Теперь всё было иначе! Губельман разбрызгивал токсины анафем уже во всеуслышанье. Не по мелочи — в адрес какого–то отдельного непролетарского автора, к тому же загоняемого. И не с подмостков никому не известных «рабочих клубов», в «аудиториях», куда слушать «жидовского мессию» силком сгонялся после трудовых смен люто ненавидящий его фабричный люд. И даже (по–модному) не в заводских цехах посередь смен дорогими рабочему человеку «обеденными» минутами. А по крупному теперь уже! И не разовыми анонимными наскоками на подчинённые и ему, сплошь партийные, редакционные коллегии. Пусть и не зависящие целиком от того, с какой ноги встал сегодня один из её партийных вождей. Но рыком — во всеуслышание — на всю страну с передовиц и редакционных подвалов центральных много миллионно тиражных газет!…

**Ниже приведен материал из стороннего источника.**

PR #2211, opened 2015-11-25
Remove texture from cache if it will be added by fromImage

### LINKED ISSUE #1741: delete from texture cache should be in texture
Right now only destroying a base texture will remove it from the cache:

https://github.com/GoodBoyDigital/pixi.js/blob/dev/src/core/textures/BaseTexture.js#L319

But that can cause problems if you destroy a texture, then try to create one again with `.fromImage()` you will get a broken texture back out of the cache.

Texture should remove itself from the TextureCache and not rely on BaseTexture to do it.

zont:
Problem:
```javascript
var IMAGE_URL = 'any-image.png';

// create any container with sprite, use... then destroy
var sprite = new PIXI.Sprite.fromImage(IMAGE_URL); 

container.addChild(sprite);
container.destroy(true);

// fail to create sprite from image with url IMAGE_URL
var sprite2 = new PIXI.Sprite.fromImage(IMAGE_URL); 
// Uncaught TypeError: Cannot read property 'hasLoaded' of null
```

fixed #1741

### DIFF
--- a/src/core/textures/BaseTexture.js
+++ b/src/core/textures/BaseTexture.js
@@ -317,7 +317,6 @@ BaseTexture.prototype.destroy = function ()
     if (this.imageUrl)
     {
         delete utils.BaseTextureCache[this.imageUrl];
-        delete utils.TextureCache[this.imageUrl];
 
         this.imageUrl = null;
 
--- a/src/core/textures/Texture.js
+++ b/src/core/textures/Texture.js
@@ -250,6 +250,11 @@ Texture.prototype.destroy = function (destroyBase)
 {
     if (this.baseTexture)
     {
+        if (this.baseTexture.imageUrl)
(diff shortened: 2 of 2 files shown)


englercj:
Good catch, with this change the removal in BaseTexture seems superfluous:

https://github.com/pixijs/pixi.js/blob/master/src/core/textures/BaseTexture.js#L320

May want to just remove that one too.

jrowny:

И всё — вдогон к уже «принимаемым административным мерам»!…
50. Врангель.
…За год до ареста родителей скончался Пётр Николаевич Врангель, один из основателей маминого «Маньчжурского братства». Тотчас гласности предано было («просочась», как теперь говорят) откровение барона с оценкою им места и значения в российской истории благотворительного общества «Маньчжурского братства». Высказал он её в Югославских Сремских Карловицах ещё при подписании им Приказа (№ 35 от 1 сентября 1924 г.) о создании Русского Общевоинского Союза. После краткого вступительного слова начальника штаба генерал–лейтенанта Кусонского, Пётр Николаевич перечислил важнейшие вехи предыстории новорожденного Союза. И напомнил — «…Чтобы никто никогда не забывал: В канун 1909 года, на пике трагического разброда российского общества и преступного уничижения им русской Армии, — усилиями наших боевых товарищей, военными медиками Стаси Фанни Вильнёв ван Менк (Редигер—Шиппер), участниками героической обороны Порт Артура, и цветом полевого офицерства Русско–японской войны, — создано было славное Благотворительное Маньчжурское Братство. Десятилетие консолидировало оно офицерский корпус. Стало Предтечею Нашего Движения. А после народной трагедии 1917 года превратилось в колыбель Белой Армии!».